Lines with the word "there": copy all of them from the entries below.
RECORDS FOR PROCESSING below:
PR #9594, opened 2022-08-25
Flagsets - backend

happythenewsad:
## WHAT
- adds Flagset concern on User. Flagsets are sets of flags.
- When deployed, this code won't be active until the front end dropdowns are updated (subsequent PR).
- 
## WHY
- required for Flagset project 

## HOW
- add Concern
- add migration

### Screenshots

### Notion Card Links
https://www.notion.so/quill/Remove-Flag-Hierarchy-Create-New-Beta-Flags-to-Enable-Reading-for-Evidence-Testing-afd471842d74402d9a616545f8917d9b

PR Checklist | Your Answer
------------ | -------------
Back-to-school 2022: Have you checked the [webinar schedule](https://www.notion.so/quill/Back-to-school-webinar-banners-2022-a75a89cfad9f434899ef6be3eb184733) to avoid for downtime/risky deploys? |  N/A)


services/QuillLMS/app/models/firebase_app.rb
```diff
@@ -8,6 +8,7 @@
 #  name       :string
 #  pkey       :text
 #  secret     :string
+#  throwaway  :text             default("lorem")
```
happythenewsad, line 11: Unrelated annotation

services/QuillLMS/app/models/user_activity_classification.rb
```diff
@@ -13,7 +13,7 @@
 #
 #  index_user_activity_classifications_on_classifications  (activity_classification_id)
 #  index_user_activity_classifications_on_user_id          (user_id)
-#  user_activity_classification_unique_index               (user_id,activity_classification_id)
+#  user_activity_classification_unique_index               (user_id,activity_classification_id) UNIQUE
```
happythenewsad, line 16: unrelated annotation

services/QuillLMS/app/models/concerns/flagset.rb
```diff
@@ -0,0 +1,78 @@
...
+        display_name: 'production',
+        flags: {
+          'production' =>        { display_name: 'Production' }
+        }
+      },
+
+      alpha: {
+        display_name: 'Alpha',
+        flags: {
+          'alpha' =>             { display_name: 'Alpha' },
```
happythenewsad: Using string hash keys here to avoid `to_s` elsewhere

services/QuillLMS/app/models/concerns/flagset.rb
```diff
@@ -0,0 +1,78 @@
...
+
+# This concern is only intended to be included in the User model
+module Flagset
+  #FLAGS = %w(production archived alpha beta gamma private)
+  extend ActiveSupport::Concern
+
+
+  included do
+    FLAGSETS = {
+
```
brendanshean: I think it would be worth adding some constants for the Flagset keys.

```
PRODUCTION_FLAGSET = 'production'
ALPHA_FLAGSET = 'alpha'
EVIDENCE_BETA1_FLAGSET = 'evidence_beta1'
...
```

Also, I would introduce the following constants in flag.rb and reference them in flagset.rb:
```
PRODUCTION_FLAG = 'production'
ALPHA_FLAG = 'alpha'
COLLEGE_BOARD = 'college_board'
...
```

that way there's a single source of truth in the code for these flag and flagset names.

services/QuillLMS/app/models/concerns/flagset.rb
```diff
@@ -0,0 +1,78 @@
...
+      }
+    }
+
+    validates :flagset, inclusion: { in: FLAGSETS.keys.map(&:to_s) }
+  end
+
+  def activity_viewable?(activity)
+    return false unless activity.is_a?(::Activity)
+
+    user_flagset = FLAGSETS.fetch(flagset.to_sym){ return false }
```
brendanshean: The variable `user_flagset` indicates a coupling to the user model.  If the intent is only to use this as a user concern, I would rename it `UserFlagset`.  If this model is meant to be included elsewhere, I would rename the `user_flagset` variable to something more generic.

On a related note is `user_flagset` necessary at all since there is     
`validates :flagset, inclusion: { in: FLAGSETS.keys.map(&:to_s) }`.  In other words shouldn't the fetch always succeed?

brendanshean (approved):
Nice work on this.  I left a couple of minor comments but this doesn't need a re-review after addressing.

services/QuillLMS/app/models/concerns/flagset.rb
happythenewsad: > On a related note is `user_flagset` necessary at all since there is `validates :flagset, inclusion: { in: FLAGSETS.keys.map(&:to_s) }`. In other words shouldn't the fetch always succeed?

The flagsets will change in the future, I prefer to keep the guard here.

services/QuillLMS/app/models/concerns/user_flagset.rb
```diff
@@ -0,0 +1,77 @@
...
+        }
+      },
+
+      evidence_beta2: {
+        display_name: 'Evidence Beta 2',
+        flags: {
+          Flags::EVIDENCE_BETA1 =>    { display_name: 'Evidence Beta 1' },
+          Flags::PRODUCTION =>        { display_name: 'Production' }
+        }
+      },
```
anathomical: This one is confusingly-named if it's accurate.  The flagset is called `beta2`, but it gives access to `beta1`?  We either need a better name, or this may be supposed to give access to `beta2`?

anathomical (approved):
One note on a confusingly-named/configured flagset which is probably worth cleaning up, but other than that this looks good to me.

services/QuillLMS/app/models/concerns/user_flagset.rb
happythenewsad: Address, thanks.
End of RECORDS FOR PROCESSING.
■ **THE ANSWER**:
that way there's a single source of truth in the code for these flag and flagset names.
On a related note is `user_flagset` necessary at all since there is     
happythenewsad: > On a related note is `user_flagset` necessary at all since there is `validates :flagset, inclusion: { in: FLAGSETS.keys.map(&:to_s) }`. In other words shouldn't the fetch always succeed?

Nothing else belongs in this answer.